The Principle Truth of the Bible says that I am forgiven, my sins are forgotten by God, I have a brand new life and that He has cleansed my sin from me.  But the cultural bias says that because I have remarried, I am now guilty of adultery BECAUSE I am divorced.  But am I now guilty of adultery?  Cultural Bias says “YES” But the Principle Truth of The Bible says “NOT AT ALL” because God has forgiven and forgotten my sin.  Had I not brought my sin to The Cross, then most definitely I would be guilty of adultery.

Here’s the application of this Principle Truth of The Bible.  God no longer sees me with the label of “divorced” even though the Cultural Bias calls me more than divorced, it calls me a “Divorced Pastor”.  Tell me this:  if someone was guilty of stealing but repented and confessed to God and trusted by faith in the redeeming work of Jesus on The Cross, do you still call that person “Thief”?  If their sin was gossiping and they turned away and were forgiven by God, do you still call them “Gossiper”?  If she was a prostitute and she came to Jesus and turned away from her old life would you still call her “Whore”?  (I suspect someone reading this is more upset by the word “whore” than the fact they put labels on people that God refuses to put on them.)
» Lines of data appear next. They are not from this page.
PR #773, opened 2021-06-14
Fix DirectoryStore

### LINKED ISSUE #769: Confusion about the dimension_separator keyword
I don't really understand how to use the new `dimension_separator` keyword, in particular:
1. Creating a `DirectoryStore(dimension_separator="/")` does not have the effect I would expect (see code and problem description below).
2. Why does zarr still have the `NestedDirectoryStore`? Shouldn't it be the same as `DirectoryStore(dimension_separator="/")`? Hence I would assume that `NestedDirectoryStore` could either be removed or (if to be kept for legacy purposes) should just map to `DirectoryStore(dimension_seperator="/")`.

```python
import zarr
store = zarr.DirectoryStore("test.zarr", dimension_separator="/")
g = zarr.open(store, mode="a")
ds = g.create_dataset("test", shape=(10, 10, 10))
ds[:] = 1
```

#### Problem description

Now, I would assume that the chunks are nested, but I get:
```
$ ls test.zarr/test
0.0.0
```
but to, to my confusion, also this:
```
$ cat test.zarr/test/.zarray
...
"dimension_separator": "/",
...
```
If I use `NestedDirectoryStore` instead, the chunks are nested as expected.

Please provide the following:

* Value of ``zarr.__version__``:  2.8.3
* Value of ``numcodecs.__version__``: 0.7.3
* Version of Python interpreter: 3.8.6
* Operating system: Linux
* How Zarr was installed: using conda

joshmoore:
fix #769

Permit DirectoryStore to open Zarr filesets which have been saved with `{"dimension_separator": "/"}`. Currently they silently fallback to using the `fill_value`.

TODO:


joshmoore:
Build failures are unrelated. See https://github.com/zarr-developers/zarr-python/pull/774

zarr/tests/test_storage.py
```diff
@@ -1144,10 +1165,10 @@ def test_chunk_nesting(self):
         # any path where last segment looks like a chunk key gets special handling
         store['0.0'] = b'xxx'
         assert b'xxx' == store['0.0']
-        assert b'xxx' == store['0/0']
+        # assert b'xxx' == store['0/0']
```
martindurant, line 1168: Why did we loose there? Doesn't the store normalise "." -> "/" anyway?

joshmoore: I tried to describe in the commit message on https://github.com/zarr-developers/zarr-python/pull/773/commits/e1835667116b3f86fe002183a6b527565743795c, at least to the best of my understanding.

jakirkham:
> Build failures are unrelated. See #774

That's merged. Would merge `master` back into this PR (as I don't think GH Actions does that itself)

joshmoore:
Pushed more tests based on the blurb from @martindurant in #769. Note that without the fix in this PR these are the failures:

```
zarr/tests/test_dim_separator.py::test_nested[static_flat] FAILED
zarr/tests/test_dim_separator.py::test_nested[directory_flat] FAILED
zarr/tests/test_dim_separator.py::test_nested[directory_default] FAILED
zarr/tests/test_dim_separator.py::test_nested[fs_flat] FAILED
zarr/tests/test_dim_separator.py::test_nested[fs_default] FAILED
```

zarr/core.py
```diff
@@ -1952,7 +1952,7 @@ def _process_for_setitem(self, ckey, chunk_selection, value, fields=None):
         return self._encode_chunk(chunk)
 
     def _chunk_key(self, chunk_coords):
-        return self._key_prefix + '.'.join(map(str, chunk_coords))
+        return self._key_prefix + self._dimension_separator.join(map(str, chunk_coords))
```
d-v-b, line 1955: Can you explain how this change is compatible with `FSStore._normalize_key`? https://github.com/zarr-developers/zarr-python/blob/master/zarr/storage.py#L1076

`FSStore._normalize_key` assumes that all chunk keys are formatted `foo/bar/0.0.0` -- this assumption is the basis of splitting the chunk key into a prefix and a chunk ID via `key.split('/')`. As I understand it, this change breaks this assumption.

joshmoore: Reading the `flat` and `nested` fixtures from this repo (`zarr.open(f"file:///tmp/{x}")[:]`) with some sloppy debugging in place shows:

```
|               | Array._chunk_key | FSStore._normalize_keys |
|---------------|------------------|-------------------------|
| master:nested |  (0, 0) --> 0.0  |       0.0 --> 0.0       |
| master:flat   |  (0, 0) --> 0.0  |       0.0 --> 0.0       |
| PR:nested     |  (0, 0) --> 0/0  |       0/0 --> 0/0       |
| PR:flat       |  (0, 0) --> 0.0  |       0.0 --> 0.0       |
```

which likely points to some logic in FSStore being ripe for removal since the Store is basically just accepting what what the Array has detected. Now, how it is that that's working with _your_ PR, I still haven't figured out.

d-v-b: Right, as your test shows this is fine for FSStore (and maybe we don't need this code in the store at all if the chunk keys come pre-normalized). But this situation is dire for N5Stores, which need to be able to re-order the chunk keys before writing to storage.

joshmoore:
See the extended discussion with @d-v-b at https://gitter.im/zarr-developers/community?at=611e5f31a1ffab59400448cc. Current proposal is to have N5 stores _act_ like they are still using `"."` internally in order to allow them to differentiate between Zarr-like keys and N5-like keys and then convert to `"/"`-based keys just before writing. A result of this is that you can _hack_ access to the true N5 locations by using `"/"`-based keys as questioned by @martindurant in https://github.com/zarr-developers/zarr-python/pull/773#discussion_r651904517

joshmoore:
Please see the additional evidence of https://github.com/zarr-developers/zarr_implementations/pull/47 (and please ignore the code coverage failure behind the curtain... 🧙🏽 )

joshmoore:
Taking @d-v-b's :thumbsup: on https://github.com/zarr-developers/zarr-python/pull/773#issuecomment-901931941 as a sign-off.  Merging and starting to prep a release.

PR #778, opened 2021-06-17
Drop the additional numpy 1.16 test

joshmoore:
Builds that are pinned to the 1.16.x numpy series are starting to fail. Dropping those in favor of 1.17.x numpy to keep as much backwards compatibility as possible.

see:
 * #774 which drops Python 3.6
 * #749 which bumps h5py to 3.2

### DIFF
--- a/.github/workflows/python-package.yml
+++ b/.github/workflows/python-package.yml
@@ -16,7 +16,7 @@ jobs:
     strategy:
       matrix:
         python-version: [3.7, 3.8]
-        numpy_version: ['']
+        numpy_version: ['', '==1.17.*']
     services:
       redis:
         image: redis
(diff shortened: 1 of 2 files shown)


joshmoore:
All tests are green except for the one 1.16.x build which was removed here (and therefore is blocked)

Merging to try to get other PRs green. If there are any objections to dropping this particular test, we can resurrect without impacting end-users.

jakirkham:
NumPy 1.20 is the current version (and has already seen a few patch releases). Plus NumPy 1.21 already had RC 2 come out over a week ago (so is probably coming out soon). Given the pace of NumPy releases, where NumPy is at version-wise, and the general ease of installing NumPy these days, bumping to 1.17 seems pretty reasonable.

PR #789, opened 2021-06-23
Create a Base store class for Zarr Store (update)

grlee77:
# Use a base Store class instead of just MutableMapping

I am resuming the work @Carreau started in #612 here. This is mostly just a rebase of that PR with a small new commit in 8136713. Matthias and I met earlier today and we decided that starting with this PR should make it easier to add zarr-v3 support without trying to implement an entirely independent set of classes. The goal is to reduce code duplication between v2 and v3 where possible (None of the changes in this PR are specific to v3 yet)

Note that I updated the version string text to `2.9.0` in a couple of places, but that may need to be updated again depending on when this is merged.

TODO:

### DIFF
--- a/zarr/tests/test_core.py
+++ b/zarr/tests/test_core.py
@@ -23,11 +23,12 @@ from zarr.storage import (
     ABSStore,
     DBMStore,
     DirectoryStore,
+    FSStore,
+    KVStore,
     LMDBStore,
     LRUStoreCache,
     NestedDirectoryStore,
     SQLiteStore,
-    FSStore,
     atexit_rmglob,
     atexit_rmtree,
     init_array,
@@ -44,8 +45,8 @@ class TestArray(unittest.TestCase):
     def test_array_init(self):
 
         # normal initialization
-        store = dict()
-        init_array(store, shape=100, chunks=10, dtype='<f8')
+        store = KVStore(dict())
+        init_array(store, shape=100, chunks=10, dtype="<f8")
         a = Array(store)
         assert isinstance(a, Array)
         assert (100,) == a.shape
@@ -55,9 +56,10 @@ class TestArray(unittest.TestCase):
         assert a.basename is None
         assert store is a.store
         assert "8fecb7a17ea1493d9c1430d04437b4f5b0b34985" == a.hexdigest()
+        store.close()
 
         # initialize at path
-        store = dict()
+        store = KVStore(dict())
         init_array(store, shape=100, chunks=10, path='foo/bar', dtype='<f8')
         a = Array(store, path='foo/bar')
         assert isinstance(a, Array)
@@ -101,8 +103,7 @@ class TestArray(unittest.TestCase):
             if not isinstance(k, expected_type):  # pragma: no cover
                 pytest.fail("Non-text key: %s" % repr(k))
 
-        if hasattr(z.store, 'close'):
-            z.store.close()
+        z.store.close()
 
     def test_store_has_binary_values(self):
         # Initialize array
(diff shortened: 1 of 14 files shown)


joshmoore:
The `Fatal Python error: Segmentation fault` was also seen in https://github.com/zarr-developers/zarr-python/pull/788#issuecomment-866595788

grlee77:
Yes, I just started looking into it. I can reproduce it locally after upgrading to NumPy 1.21. I does not occur for NumPy 1.20.3

grlee77:
I opened numpy/numpy#19325 regarding this segfault

jakirkham:
cc @martindurant @rabernat @jhamman @shoyer @shikharsg (in case any of you have thoughts here 🙂 this will affect how other store implementations work 😉)

jakirkham:
Also cc @TomAugspurger 🙂

grlee77:
Looking ahead to adding v3 spec support:

In terms of class members for a `Store` interface, [the v3 spec indicates the following should be present](https://zarr-specs.readthedocs.io/en/core-protocol-v3.0-dev/protocol/core/v3.0.html#abstract-store-interface):

- readable stores must have: `get`
- writeable stores must have : `set`, `erase`, `erase_prefix`
- listable stores should have one or more of: `list`, `list_dir`, `list_prefix`:

The `Store` class here matches the existing store implementations in `zarr-python` in that it has a `listdir` method, but this differs from the `list_dir` spelling in the v3 spec which is unfortunate.  `erase` seems equivalent to `__delitem__ ` while `erase_prefix` seems equivalent to `rmdir`

joshmoore:
Green now except for the removed build (==1.16.4) which can be ignored.

martindurant:
Clarification: if we open an array or group, and pass a dict-like as before, it gets wrapped to become a Store, right?

grlee77:
> Clarification: if we open an array or group, and pass a dict-like as before, it gets wrapped to become a Store, right?

This is the intention (via the `Store._ensure_store` method). We may need some additional tests here to make sure this is being done properly everywhere.

zarr/tests/test_core.py
```diff
@@ -102,8 +104,7 @@ def test_store_has_text_keys(self):
             if not isinstance(k, expected_type):  # pragma: no cover
                 pytest.fail("Non-text key: %s" % repr(k))
 
-        if hasattr(z.store, 'close'):
```
joshmoore, line 105: A sidenote that there's a issue somewhere for having `close()` on all stores.

joshmoore (commented):
As mentioned on call, this is looking good. Thanks, @grlee77. Probably the most important remaining step is to get the release blurb so that we can all agree on the degree of breakage and have a comprehensive list of what (if anything) will no longer take `dict`s. Additionally some documentation may be necessary around the "pass by reference" semantics.

Propose then to target this for a 2.11

joshmoore:
Solved the (minor) merge conflict, @grlee77. From my side, I'd say let's try to get this into a RC as early as tomorrow. (Or someone else can do it this evening. I'm going to 🛏️ ) Up to you if you think we should also try to get metadata handling in.

(Release blurb would still be appreciated.)

grlee77:
> Solved the (minor) merge conflict, @grlee77. From my side, I'd say let's try to get this into a RC as early as tomorrow. (Or someone else can do it this evening. I'm going to bed ) Up to you if you think we should also try to get metadata handling in.

I think we may as well also merge the metadata handling for the RC. Let's discuss in the community call. 

One remaining doubt about the approach here is the presence of `listdir` and `rmdir` methods in this class which seems specific to our current v2 store implementations. They are not among the [abstract store methods listed in the v3 spec](https://zarr-specs.readthedocs.io/en/core-protocol-v3.0-dev/protocol/core/v3.0.html#abstract-store-interface) (there is a `list_dir`, not `listdir` but behavior is not exactly the same. `erase_prefix` in the spec is like `rmdir`). I am wondering if we should instead hava a `BaseStore` that does not have these methods and then use a StoreV2 subclass that would add these? 

A future StoreV3 class could then inherit from BaseStore instead of StoreV2, so that it would not have to inherit additional methods that are not part of the spec. That said, at the moment many high-level functions use `listdir` and `rmdir`, so we may want to keep them around, at least temporarily.

PR #132, opened 2018-05-24
Remove Launchguard

sargun:


executor/runtime/docker/docker.go
```diff
@@ -661,14 +671,29 @@ func prepareNetworkDriver(cfg Config, c *runtimeTypes.Container) error {
 		"--batch-size", strconv.Itoa(cfg.batchSize),
 	}
 
+	// This blocks, and ignores kills.
+	if !c.TitusInfo.GetIgnoreLaunchGuard() {
```
andrew-leung: If IgnoreLaunchGuard is true, why would we want to skip this step?

executor/runtime/docker/docker.go
```diff
@@ -1595,33 +1637,50 @@ func setupNetworking(burst bool, c *runtimeTypes.Container, cred ucred) error {
...
+	go func() {
+		defer close(c.SetupCommandStatus)
+		e := c.SetupCommand.Wait()
+		if e == nil {
+			return
+		}
+		if exitErr, ok := e.(*exec.ExitError); ok {
+			c.SetupCommandStatus <- exitErr
+		} else {
+			log.Error("Could not handle exit error of setup command: ", e)
```
andrew-leung: Should we push e through the channel?

fslocker/fslocker.go
```diff
@@ -118,8 +120,9 @@ func (locker *FSLocker) ExclusiveLock(path string, timeout *time.Duration) (*Exc
 }
 
 // SharedLock tries to get an exclusive Lock on the path
```
andrew-leung: Comment should be s/exclusive/shared/

vpc/allocate/allocate_network.go
```diff
@@ -51,10 +51,15 @@ var AllocateNetwork = cli.Command{ // nolint: golint
 			Usage: "How long to wait for security groups to converge, in seconds",
 			Value: 10 * time.Second,
 		},
+		cli.DurationFlag{
+			Name:  "wait-for-sg-lock-timeout",
+			Usage: "How long to wait for other users, if the SG is in use",
```
andrew-leung: In what scenario would we now expect contention on the same SG? If the SG should be released prior to signaling master of completion, is this just waiting in unexpected/error scenarios?

sargun: This timeout will never get hit in the case of the same set of SGs. Only when changing SGs. It's basically, because v2 engine is going to stick around for the forseeable, and we need a solution for that. This is kind of like launchguard-lite.

executor/runtime/docker/docker.go
sargun: If IgnoreLaunchGuard is true, we should be using the kill initiated state, so we should never have two tasks using the same interface for different security groups.

executor/runtime/docker/docker.go
sargun: That was an error.

PR #136, opened 2018-06-03
Allow adjusting Ip refresh timeout

sargun:


executor/runtime/docker/docker.go
```diff
@@ -150,6 +151,11 @@ func NewConfig() (*Config, []cli.Flag) {
 			Value:       time.Minute * 1,
 			Destination: &cfg.waitForSecurityGroupLockTimeout,
 		},
+		cli.DurationFlag{
+			Name:        "titus.exwecutor.networking.ipRefreshTimeout",
```
andrew-leung: Typo?

vpc/allocate/ip_pool_manager.go
```diff
@@ -59,7 +59,8 @@ func (mgr *IPPoolManager) assignMoreIPs(ctx *context.VPCContext, batchSize int)
 	}
 
 	originalIPCount := len(mgr.networkInterface.IPv4Addresses)
-	for i := 0; i < 10; i++ {
+	now := time.Now()
+	for time.Since(now) < ipRefreshTimeout {
```
andrew-leung: In the comment on line 69, aren't we not retrying in that case?

executor/runtime/docker/docker.go
sargun: Typo.

vpc/allocate/ip_pool_manager.go
sargun: Er, that means we retry to "lease" or "allocate" an IP from from the IPs assigned to this ENI, whereas this is to "assign" IPs. I can change the comment if it helps?

PR #145, opened 2018-06-25
Reduce the available IP addresses 24 per ENI on the r4.16xlarge

sargun:
This is to prevent "overshoot" - otherwise we would do 31. The reason
why we're doing this is TITUS-2255. :( Bugs in AWS.

### DIFF
--- a/vpc/limits.go
+++ b/vpc/limits.go
@@ -125,8 +125,8 @@ var interfaceLimits = map[string]map[string]limits{
 		},
 		"16xlarge": limits{
 			interfaces:               15,
-			ipAddressesPerInterface:  50,
-			ip6AddressesPerInterface: 50,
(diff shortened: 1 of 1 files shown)


corindwyer:
What the reasoning for 24 as opposed to say 28?

sargun:
@corindwyer Because of the brokeness of the AWS allocate IP address API, we don't have a way to actually "know" what the 32nd+ IP is, because allocation is asynchronous. A pretty common thing we see today is allocation races, where allocation (1) doesn't show new IPs for N minutes, and then we do allocation (2). If we do 28, and 4 of these allocations stack, we've broken our headroom (which happens when the VPC APIs slow down). I feel like 8 is a better number.

In addition, I'd like to leave the batching on initially to see if we can maybe live with 2, or 3 as the batch as opposed to 4.

PR #151, opened 2018-06-29
Added Atlas counter titus.executor.S3Uploader.uploadMB to report log …

rickkw:
Report metrics on log file size uploaded in MB

### DIFF
--- a/uploader/s3.go
+++ b/uploader/s3.go
@@ -9,6 +9,7 @@ import (
 
 	"context"
 
+	"github.com/Netflix/metrics-client-go/metrics"
 	"github.com/aws/aws-sdk-go/aws"
 	"github.com/aws/aws-sdk-go/aws/ec2metadata"
 	"github.com/aws/aws-sdk-go/aws/session"
@@ -28,10 +29,11 @@ type S3Uploader struct {
 	log        logrus.FieldLogger
 	bucketName string
 	s3Uploader *s3manager.Uploader
+	metrics    metrics.Reporter
 }
 
 // NewS3Uploader creates a new instance of an S3 uploader
-func NewS3Uploader(log logrus.FieldLogger, bucket string) Uploader {
+func NewS3Uploader(m metrics.Reporter, log logrus.FieldLogger, bucket string) Uploader {
 	region, err := getEC2Region()
 	if err != nil {
 		panic(err)
@@ -40,6 +42,7 @@ func NewS3Uploader(log logrus.FieldLogger, bucket string) Uploader {
 	u := &S3Uploader{
 		log:        log,
 		bucketName: bucket,
+		metrics:    m,
 	}
 
 	session, err := session.NewSession(&aws.Config{
@@ -90,6 +93,21 @@ func (u *S3Uploader) Upload(ctx context.Context, local string, remote string, ct
 	return u.uploadFile(ctx, f, remote, contentType)
 }
 
+// countingReader is a wrapper of io.Reader to count number of bytes read
+type countingReader struct {
+	reader    io.Reader
+	bytesRead int
+}
+
+// Read aggregates number of bytes read
+func (r *countingReader) Read(p []byte) (n int, err error) {
+	n, err = r.reader.Read(p)
+	if err == nil {
+		r.bytesRead += n
+	}
+	return
+}
+
 // UploadFile writes a single file only to S3!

Cultural Bias treats divorce different from every other sin because it puts the moniker over the person for the rest of their lives, even though God doesn’t.  I know that to some this may sound like self-justification for my own sin.  But here’s the truth:  I have walked through this dark night of the soul.  I was allowing cultural bias define me rather that the Principle Truths of God’s Word.  And I have approached this subject with great struggle and with even greater humility.  I am NOT one of those who loves to show off my scars.  I would rather keep them hidden.  But if my scars helps one person to be set free from this cultural bias and rip off that horrible name put on them by cultural bias, then God has used my scars for His Glory, and I’m OK with that.

If you are divorced, first and foremost GO TO THE CROSS!  Allow that most precious blood pour over you and hear The Father say, “It’s gone and forgotten!  You are a brand new person!”  Now you are free to live your life by God’s Design.  I have learned much from my sin and apply those lessons every day.  God brought a wonderful gift into my life when I was in the dark night of my soul.  Her name is Debbie.  Debbie lavished God’s Grace on me and though I was reluctant (I mean VERY reluctant) to fall in love with her, I did.  I see her as one of God’s wonderful gifts and try (not always successfully) to treat her the way any of God’s gifts need to be treated.  With respect, honor, gratitude and joy.